También lloré cuando murió, joder si lloré, como nunca he llorado. Tuve más perros, pero ninguno sustituyó al Pássel.
Un desamor se cura con un nuevo amor; la carencia por la desaparición de un animal también, en ocasiones. Aunque tu recuerdo por Pássel es imperecedero. Te entiendo perfectamente.

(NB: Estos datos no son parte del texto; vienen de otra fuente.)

PR #697, opened 2020-08-29
Complete fields in record expressions

### LINKED ISSUE #680: Autocomplete Record Field names

ajalt:
Rather than trying to infer partial programs, this PR instead uses the normal completion mechanisms to fix up the PSI so it parses correctly before finding suggestions.

A situation where I didn't add completion is like this: `{foo: a b{-caret-}}`. It's not possible to tell whether `b` is supposed to be a function call or a field name, so I left that case alone.

Fixes #680

### DIFF
--- a/src/test/kotlin/org/elm/lang/core/completion/ElmRecordExprCompletionTest.kt
+++ b/src/test/kotlin/org/elm/lang/core/completion/ElmRecordExprCompletionTest.kt
@@ -190,4 +190,14 @@ f =
     { second = { third = Baz { foo = {-caret-} } } }
 """
     )
+
+    fun `test inside tuple`() = doSingleCompletion("""
+f : ({ foo : () }, ())
+f =
+    ({ f{-caret-} }, ())
+""", """
+f : ({ foo : () }, ())
+f =
+    ({ foo = {-caret-} }, ())
+""")
 }
--- a/src/test/kotlin/org/elm/lang/core/completion/ElmRecordExprCompletionTest.kt
+++ b/src/test/kotlin/org/elm/lang/core/completion/ElmRecordExprCompletionTest.kt
@@ -80,13 +80,6 @@ f =
     { foo = {-caret-} }
 """)
 
-    fun `test leaf of nested record`() = checkNoCompletion(
-            """
-f : { foo : { bar: () } }
-f =
-    { foo = { s{-caret-} } }
-""")
-
     fun `test custom type declaration`() = doSingleCompletion(
             """
 type Bar = Baz { foo : () }
--- a/src/test/kotlin/org/elm/lang/core/completion/ElmRecordExprCompletionTest.kt
+++ b/src/test/kotlin/org/elm/lang/core/completion/ElmRecordExprCompletionTest.kt
@@ -1,0 +1,193 @@
+package org.elm.lang.core.completion
+
+class ElmRecordExprCompletionTest : ElmCompletionTestBase() {
+
+    fun `test blank`() = doSingleCompletion(
+            """
+f : { foo : () }
+f =
+    { {-caret-} }
+""", """
+f : { foo : () }
+f =
+    { foo = {-caret-} }
+""")
+
+    fun `test one letter`() = doSingleCompletion(
+            """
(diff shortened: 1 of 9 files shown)


klazuka:
1. you're awesome 💯 
2. you stole my idea 😄  I had come to the same conclusion that the best path forward would be to fix-up the syntax errors during the completion process

I'll look at this later. Thanks!

klazuka:
When running the code in the IDE and evaluating it interactively, I'm seeing the same kind of random bugs that @ryancerf encountered. For instance, in [elm-spa-example/src/Page/Blank.elm](https://github.com/rtfeldman/elm-spa-example/blob/cb32acd73c3d346d0064e7923049867d8ce67193/src/Page/Blank.elm#L8), I deleted a few characters from `content`, then did ctrl-space and it correctly suggested "content". Then I moved the cursor up one line and started deleting the `title` field. Now when I type in "ti" and try to complete the field name, it doesn't suggest anything. But it will still suggest "content".

The problem goes away if I delete the entire `ElmValueDeclaration` and type it in again. I suspect that it's related to the caching. Maybe it has something to do with the way that IntelliJ code completion creates a shadow file (where `PsiFile.originalFile()` gives you a different file than what `PsiElement.containingFile()` gives). Maybe we need to key the caches on an additional parameter so that they are isolated?

klazuka:
Another thing I noticed is that it doesn't seem to work when the record literal is in a tuple. This is important for `update` style functions which return `(Model, Msg)`.

The following test fails:
```kotlin
    fun `test inside a tuple`() = doSingleCompletion("""
f : ({ foo : (), other: () }, ())
f =
    ({ f{-caret-} }, ())
""", """
f : { foo : (), other: () }
f =
    ({ foo = {-caret-} }, ())
""")
```

src/test/kotlin/org/elm/lang/core/completion/ElmRecordExprCompletionTest.kt
```diff
@@ -0,0 +1,193 @@
...
+f : { foo : { bar: () } }
+f =
+    { f{-caret-} }
+""", """
+f : { foo : { bar: () } }
+f =
+    { foo = {-caret-} }
+""")
+
+    fun `test leaf of nested record`() = checkNoCompletion(
```
ryancerf, line 83: Is there a typo here? Should the s{-caret-} be changed to b{-caret-} to match the first letter of bar?

If this is a typo how come completions do not work inside nested records?

If this is not a typo then consider updating the name of the test.

ajalt:
I fixed the tuple problem by reporting type errors on individual tuple elements instead of the whole tuple. I think that looks better regardless of the completion.

I wasn't able to figure out the root cause of the stale completion results, so I added a hack and an apology instead.

I also improved the completion dropdown by not showing `=` in it.

src/test/kotlin/org/elm/lang/core/completion/ElmRecordExprCompletionTest.kt
ajalt: I don't even know why that test was there. 

The reason nested records don't work is the same reason that tuples didn't: we report a single error on the entire outer record rather than more granular errors. 

The fix would be the same as the fix for tuples: report errors on the individual fields. That would work for extra or mismatched fields, but not for missing. I don't know of a good way to report missing fields other than what we do now.

ryancerf: I ran into the same issue in my attempt. I started playing around with showing the more granular errors when all the expected keys in the outer record were present otherwise showing the error for the entire outer record. Do you think something like that could make sense?

ajalt: That's basically what I'm doing with tuples. I think it might feel inconsistent to do the same thing with records, but maybe it would be ok.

Yo tengo un caniche que adopté hace un par de años. Pepito. Está ciego y tiene quince años. Su ama padecía de Alzhaimer — era una vecina mía — y no me quedó más remedio que hacerme cargo del animal. Celia está ilusionada con él, le mima y le adora. Y yo le digo, con todo el dolor de mi corazón, que a Pepito le queda poca vida. El otro día le instalé una cesta y me lo llevé a El Retiro en la bici. No te lo vas a creer, Lizard, pero ver como Pepito jugaba y se revolcaba en la hierba me hizo sentirme más persona. Yo no tengo hijos (que yo sepa…) A pesar de los consejos del veterinario, le doy de comer a escondidas de Celia. Para lo que le queda de vida, quiero que disfrute y sea feliz. Como Celia lea esto me corre a hostias…
Un abrazo, Lizard. Me hubiera gustado conocer a Pássel.